They still own the desktop, yet they ignore it.

------
x0x0
(I think) it's not hard to understand where microsoft went wrong. Ballmer just
doesn't seem to get where the industry is going. As evidence, this quote from
the article:

    
    
       Indeed, Ballmer seemed to have no intention of leaving when he announced a 
       massive reorganization of the entire company in July 2013. Behind the scenes 
       he had also begun negotiating an acquisition that was meant to transform 
       Microsoft. He had become convinced that the company had to make hardware 
       too. The reason why goes back to his chart.

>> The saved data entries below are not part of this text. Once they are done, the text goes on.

PR #1633, opened 2018-03-05
Various improvements to our Loris image

### LINKED ISSUE #924: Thread of unexplained Loris 500 errors
This is a ticket for tracking any 500s we’ve seen from Loris that we haven’t fixed or explained.

We can split them off into their own tickets if/when we start working on them – for now, this is a place to dump errors that are transient/one-off.

### LINKED ISSUE #1627: Upgrade our Loris container to use Python 3
One of the new features in Loris 2.3.0 is support for Python 3.

If we jump straight to Python 3.6, I'd expect to see a moderate improvement in CPU usage and memory utilisation (dicts are more memory-efficient in 3.6 than 2.7, and there are lots of dicts in Loris).

### LINKED ISSUE #1628: Stop using a patched version of Loris
Pun intended.

Currently we use a version of Loris with a custom patch. Specifically, we're patching the TemplateHTTPResolver to support tenacity in requests from S3.

It would be better if we wrote our own resolver, then loaded that directly into the container – so we could use the original Loris source code without modifications.

This would be a good opportunity to learn more about how Loris works.

alexwlchan:
This patch:

* Upgrades us to the latest version of Loris, plus a few extra fixes (see https://github.com/loris-imageserver/loris/pull/410)

* Upgrades Loris to use Python 3, which should bring a tidy perf improvement (resolves #1627)

* Moves our customisations into this repo, rather than squirrelling them away in a fork (resolves #1628, resolves #924).

  This includes the tenacity patch for fetching from S3, which was the source of all our flakey S3 errors. We still have some flakiness in the ALB, but that's not appearing in Loris logs. Now we copy that file into our Docker image, which:

  - Isolates any Wellcome-specific code from core Loris
  - Opens the door for easy customisation later (e.g. loading some images from boto3, others over HTTP)
  - Makes it easy to see exactly what we're doing that's unusual

  In particular, I'm hoping this makes further customisations to our image more accessible to other devs.

### DIFF
--- a/loris/loris/Dockerfile
+++ b/loris/loris/Dockerfile
@@ -1,15 +1,28 @@
 FROM ubuntu:16.04
 
+
+# Install base Python and uWSGI (web server) dependencies
 RUN apt-get update && \
-    apt-get install --yes python uwsgi uwsgi-plugin-python && \
+    apt-get install --yes python3 python3-pip uwsgi uwsgi-plugin-python3 && \
     apt-get clean
 
-ENV LORIS_COMMIT a349d24b63bf1ae1af97e376304c4b1acc983639
+RUN pip3 install --upgrade pip
+
+# Imaging dependencies.  These libraries don't change much between versions
+# of Loris, so we can cache their installation.
+RUN apt-get update && \
+    apt-get install --yes libffi-dev libjpeg-turbo8-dev libfreetype6-dev zlib1g-dev \
+        liblcms2-dev liblcms2-utils libssl-dev libtiff5-dev libwebp-dev && \
+    apt-get clean
+
+
 ENV LORIS_GITHUB_USER loris-imageserver
+ENV LORIS_COMMIT 841383810cdd62ae591f532fd89330bb0be06565
 
 COPY requirements.txt /
 COPY install_loris.sh /install_loris.sh
 RUN /install_loris.sh
+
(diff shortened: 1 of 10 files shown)


loris/loris/Dockerfile
```diff
@@ -1,16 +1,29 @@
 FROM ubuntu:16.04
```
kenoir: You could perhaps build this from https://github.com/wellcometrust/dockerfiles/tree/master/python3?

loris/loris/wellcome_loris.py
```diff
@@ -0,0 +1,29 @@
...
+an upstream patch.
+
+"""
+
+from loris.resolvers import TemplateHTTPResolver
+from requests.exceptions import RequestException
+from tenacity import retry, retry_if_exception_type, stop_after_attempt
+
+
+class WellcomeTemplateHTTPResolver(TemplateHTTPResolver):
```
kenoir: 👍

loris/loris/Dockerfile
alexwlchan: We ran Loris on Alpine originally, and saw a small improvement in response times when we switched to Ubuntu (I'm not sure if it was statistically significant tho!).

Might be worth another try at some point, with proper testing.

Issue #1639, opened 2018-03-07
Migrate the internal Sierra IDs to the correct scheme


alexwlchan:
- [x] Modify the Sierra readers to write records with the 7-digit, no-prefix, no check-digit scheme (#1640)
- [x] Move all the rows in the SierraItems DynamoDB table to the 7-digit, no-prefix, no check digit scheme (#1642).
- [ ] Move all the rows in the SourceData DynamoDB table to the 7-digit, no-prefix, no check digit scheme (#1642, #1645)
- [ ] Move all the keys in the S3 bucket to match (#1645)
- [ ] Fix the contents of everything in the S3 bucket (#1645)
- [x] Modify the Sierra transformer to use two versions of Sierra IDs:
     - [x] `sierra-identifier` which is the raw id
     - [x] `sierra-system-number` which has the record type and check digit
- [x] Modify the Miro transformer to use two versions of Sierra IDs:
     - [ ] ~`sierra-identifier` which is the raw id~
     - [ ] `sierra-system-number` which has the record type and check digit

jtweed:
Probably don't need `sierra-identifier` on Miro works.

alexwlchan:
So, change of plan. We're going to go back to Sierra and reread everything, rather than trying to do any more database surgery.

pollecuttn:
Can whoever goes back to Sierra let Louise Simon know when it's happening so she can be aware if there's any knock on effects to Sierra.

alexwlchan:
I didn't manage to clear all the Sierra IDs from the SourceData table or the VHS buckets, so somebody else will need to do that first.

alexwlchan:
Now we’ve reharvested all the Sierra data, I think this is done, modulo reindexes.

PR #1642, opened 2018-03-07
migrate_dynamodb_items.py: add script for migrating the SierraData_items table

The two companies which have 
       seen the greatest increases in the share of profits they take are Apple and 
       Samsung, particularly Apple, whose share of the technology industry’s 
       profits leapt from 7 percent in 2008 to 21 percent in 2013. To Ballmer, the 
       message was clear, and so, in December 2012, he began talking to the Finnish 
       smartphone-maker, Nokia, whose C.E.O., Stephen Elop, had worked at 
       Microsoft. There was a defensive reason for the deal as well as an offensive 
       one. Nokia was pretty much the only company left that was making Windows 
       phones. If Nokia went under, what would happen to Microsoft’s phone business?
    

Apple and Samsung's phone businesses are entirely different. Apple is selling
ios to the high and middle end market. Samsung is getting devoured from the
bottom, because there is very little difference between android oems, whereas
Apple doesn't need (or want!) the bottom. It's pretty amazing that someone
like Ballmer wouldn't see that coming, given that Xiaomi and the other chinese
competitors are running a classic competitive playbook on Samsung.

Stratechery has written about this at length, though I don't recall if it was
clearly discussed in a single article or my mental synthesis from a
collection. Either way, differentiated companies -- apple -- require
completely different strategies than nondifferentiated -- samsung.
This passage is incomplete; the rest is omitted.